Interim data from 228 patients (of which 132 were adjudicated for efficacy) showed that AndexXa rapidly and significantly reversed anti-Factor Xa activity (the anticoagulant mechanism of these drugs) when administered as a bolus, and sustained this reversal when followed by a 120-minute infusion. In addition, 83% of these patients achieved excellent or good haemostasis (stoppage of bleeding) over a 12-hour period following treatment with AndexXa. Thrombotic events (11%) and death rates (12%) were consistent with previous ANNEXA-4 trial results and with the high background thrombotic risk of the enrolled patient population.
“These data are particularly compelling when you consider the high-risk profile of the ANNEXA-4 population, which includes a substantial number of elderly patients presenting with intracranial haemorrhage and anticoagulated for venous thromboembolism, and the lack of any FDA- or EMA-approved reversal agent for these patients,” said Stuart J. Connolly, ANNEXA-4 Executive Committee chairman and professor in the Department of Medicine of the Faculty of Health Sciences at McMaster University in Hamilton, Ontario, Canada. “The interim efficacy and safety data continue to support the promising role of AndexXa as an antidote to reverse anticoagulation in Factor Xa-associated bleeding.”
The use of Factor Xa inhibitors is continuing to grow at a significantly steady pace because of their demonstrated efficacy in preventing embolic diseases such as stroke and pulmonary embolism. However, the incidence of hospital admissions and death related to Factor Xa-inhibitor bleeding is also increasing. In the US alone, there were approximately 117,000 hospital admissions attributable to Factor Xa-related bleeding in 2016 and more than 2,000 bleeding-related deaths per month.

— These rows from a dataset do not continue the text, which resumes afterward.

PR #1981, opened 2025-07-21
as a large proportion of the annexB tests are already green, we should activate them

rbri:


gbrail:
Sure! Let's do this. Thanks!

PR #1982, opened 2025-07-21
Fixes edge case in `Array::from`

andreabergia:
This fixes how `this` is handled when calling `Array.from` in some edge cases, when `null` or `undefined` were passed as the `this` argument.


rbri (approved):
LGTM

gbrail:
Yep, this looks good -- thanks!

“The ANNEXA-4 trial continues to demonstrate efficacy and safety results that are consistent with that of other therapies approved for anticoagulant reversal based on a single-arm study,” said John Curnutte, executive vice president, research and development at Portola. “We remain confident in the potential of AndexXa to address a clear and growing unmet need and we look forward to sharing these results with the US and European regulatory authorities as they consider our marketing application for andexanet alfa.”
The interim results included safety data from 227 of the 228 enrolled patients who experienced intracranial hemorrhage (ICH) (61%), gastrointestinal bleeding (27%) or bleeding from another site (11%) within 18 hours of administration of apixaban (117 patients), rivaroxaban (90 patients), enoxaparin (17 patients) or edoxaban (3 patients). Safety data for the one remaining patient, who was enrolled and active in the study, was not available at the time of this analysis.

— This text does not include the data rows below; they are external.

PR #1983, opened 2025-07-21
Preparation for liveconnect separation

rPraml:
Hello,

I've once again tried to identify the classes required for LiveConnect and move them into their own package.

This PR is intended to convey the rough plan. I assume it won't be merged in this form.

However, I would like to update it from time to time to document the current progress.

What's this actually about:

In my vision, Rhino should be divided into a core part (e.g., `rhino-core`) and a part that enables interactions with other Java classes (e.g., `rhino-liveconnect`).

`rhino-core` should be as free from reflection as possible (which is already largely possible thanks to the good work done recently in the Lambda area) - all these classes are moved to the `lc.java` package now (Maybe the name will change)

The advantages I expect from this:
- No use of reflection in `rhino-core`
- This will result in better compatibility, e.g., with grallVM native-image.
- (Presumably) better performance
- Security gain - Reflection may provide a potential attack surface for escaping a sandbox (although it's no guarantee that Rhino is secure)
- Splitting it into `rhino-core` and `rhino-liveconnect` allows for a leaner version

Disadvantage
- Moving certain classes will break one or more APIs

As described above, I will try to split the PR into several smaller PRs. e.g
- remove VMBridge (it dates back to a time because of Java 1.5 - we are 11 now and there - and we have multi release jars now, if we really need this)
- Use lambda initialization for all core - classes

BTW: This looks promising now. Test262 will run without LiveConnect classes


examples/src/main/java/Shell.java
```diff
@@ -53,9 +53,38 @@ public static void main(String args[]) {
...
+                    ScriptableObject.PERMANENT | ScriptableObject.DONTENUM,
+                    ScriptableObject.DONTENUM);
+
+            shell.defineProperty(
+                    shell,
+                    "help",
+                    1,
+                    Shell::help,
+                    ScriptableObject.PERMANENT | ScriptableObject.DONTENUM,
+                    ScriptableObject.DONTENUM);
```
ZZZank, line 87: missing `quit`?

examples/src/main/java/Shell.java
```diff
@@ -53,9 +53,38 @@ public static void main(String args[]) {
 
             // Define some global functions particular to the shell. Note
             // that these functions are not part of ECMA.
-            String[] names = {"print", "quit", "version", "load", "help"};
-            shell.defineFunctionProperties(names, Shell.class, ScriptableObject.DONTENUM);
 
+            shell.defineProperty(
```
ZZZank, line 57: Is it possible to make a bulk registeration? Like so:

```java
var properties = Map.<String, SomeFunction>of(
    "print", Shell::print,
    "quit", Shell::quit,
    "version", Shell::version,
    "load", Shell::load,
    "help", Shell::help
);
for (var entry : properties.entrySet()) {
    // define property, but how to determine the "length"?
}
```

It should be easier to read and maintain

rhino-tools/src/main/java/org/mozilla/javascript/tools/shell/Global.java
```diff
@@ -108,35 +108,144 @@ public void init(Context cx) {
...
-            "serialize",
-            "spawn",
-            "sync",
-            "toint32",
-            "version",
-            "write"
-        };
-        defineFunctionProperties(names, Global.class, ScriptableObject.DONTENUM);
+
+        defineProperty(
```
ZZZank, line 112: Same as `Shell`, bulk registration would be nice

rhino/src/main/java/org/mozilla/javascript/JavaEquals.java
```diff
@@ -0,0 +1,4 @@
+package org.mozilla.javascript;
+
+/** Classes, that implement this interface are treated as equal, when <code>o1.equals(o2)</code> */
+public interface JavaEquals {}
```
ZZZank, line 4: how about adding a common `SpecialEquality` interface for `JavaEquals` and `StatelessEquals`:

```java
interface SpecialEquality {
    boolean rhino$equals(Object o);

    interface JavaEquals extends SpecialEquality {
        default boolean rhino$equals(Object o) {
            return this.equals(o);
        }
    }
}
```

Then in the future, we can handle objects with new special equality without having to modify `EqualObjectGraphs` code (by adding interface implementation)

rhino/src/main/java/org/mozilla/javascript/ScriptRuntime.java
```diff
@@ -280,22 +281,27 @@ public static ScriptableObject initStandardObjects(
 
         // These depend on the legacy initialization behavior of the lazy loading mechanism
         new LazilyLoadedCtor(
-                s, "Packages", "org.mozilla.javascript.NativeJavaTopPackage", sealed, true);
+                s, "Packages", "org.mozilla.javascript.lc.java.NativeJavaTopPackage", sealed, true);
```
ZZZank, line 284: Can we move them to `LcBridge.instance.init(...)`

gbrail:
Thanks -- I'll look at the various bits as they get implemented.

I think this is an important evolution, as it makes the core of Rhino more compact and less vulnerable to exploits.

We spent some time naming modules when we created the module structure, and I think it's important that the main module continue to be named "rhino" and not "rhino-core". The new module could be named "rhino-liveconnect," or "rhino-reflection" or "rhino-java-integration",  I'm curious to hear other suggestions!

examples/src/main/java/Shell.java
rPraml: please see https://github.com/mozilla/rhino/pull/1993/files
If static import is used, it would match in one line.
but maybe it makes sense to replace
`defineProperty(this, "defineClass", 1, Global::defineClass, DONTENUM, DONTENUM | READONLY)`
by
`defineFunctionProperty(this, "defineClass", 1, Global::defineClass)`

rhino/src/main/java/org/mozilla/javascript/ScriptRuntime.java
rPraml: yes, I'll put that on my to-do list

davidpcaldwell:
> We spent some time naming modules when we created the module structure, and I think it's important that the main module continue to be named "rhino" and not "rhino-core". The new module could be named "rhino-liveconnect," or "rhino-reflection" or "rhino-java-integration", I'm curious to hear other suggestions!

I think "LiveConnect" is by far the best term for what we're talking about here. For the other two names above, I feel like they could mean a lot of things -- "reflection" could refer to `Reflect` from ECMAScript, "Java integration" could have to do with JavaScript interoperability with Java collections etc. ... but "LiveConnect" (although an older term) tells me exactly what we're talking about.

During the 30–day follow-up period, the thrombotic event rate was 11% (n=24) for the entire population and 12% (n=17) among patients experiencing an ICH. The mortality rate for all patients was 12% (n=27). The rate of these events occurred within the range expected in this population given the severity of the bleeding, their advanced age and underlying thrombotic risk, and the percentage who restarted anticoagulant therapy (57%) following their bleeding episode.
Two of the 228 patients experienced an infusion reaction and none developed antibodies to Factor Xa or Factor X or neutralizing antibodies to AndexXa.
Data from the adjudicated efficacy population of 132 patients, who were confirmed to have major bleeding by the independent adjudication committee, and whose baseline anti-Factor Xa activity was substantially elevated (>75 ng/ml or 0.25 IU/mL if receiving enoxaparin), demonstrate that AndexXa rapidly and substantially reversed anti-Factor Xa activity, and these levels were sustained for the duration of administration.
Specifically, anti-Factor Xa activity, the co-primary efficacy endpoint, decreased by a median of greater than 90 percent for both apixaban and rivaroxaban following the bolus dose, which was sustained at similar levels for the duration of the two-hour infusion.
The independent adjudication committee determined that 109 of 132 patients (83%) achieved effective haemostasis, as defined by a haemostatic efficacy rating of “excellent” or “good” (the criteria used by the adjudication committee were based on similar criteria used in a pivotal study of Kcentra, approved for the reversal of Vitamin K antagonists). Among patients with gastrointestinal bleeding, 86% had effective haemostasis, as did 81% of patients with intracranial bleeding. Haemostatic efficacy was similar for patients on apixaban (82%) and rivaroxaban (83%).
Portola is developing andexanet alfa as a universal antidote for patients who are anticoagulated with an oral or injectable Factor Xa inhibitor, including apixaban and rivaroxaban, who experience a serious uncontrolled or life-threatening bleeding event or who require urgent or emergency surgery. Andexanet alfa is currently under review by the US Food and Drug Administration (FDA), with an assigned action date of May 4, 2018, and by the European Medicines Agency (EMA), with an expected decision in 2019.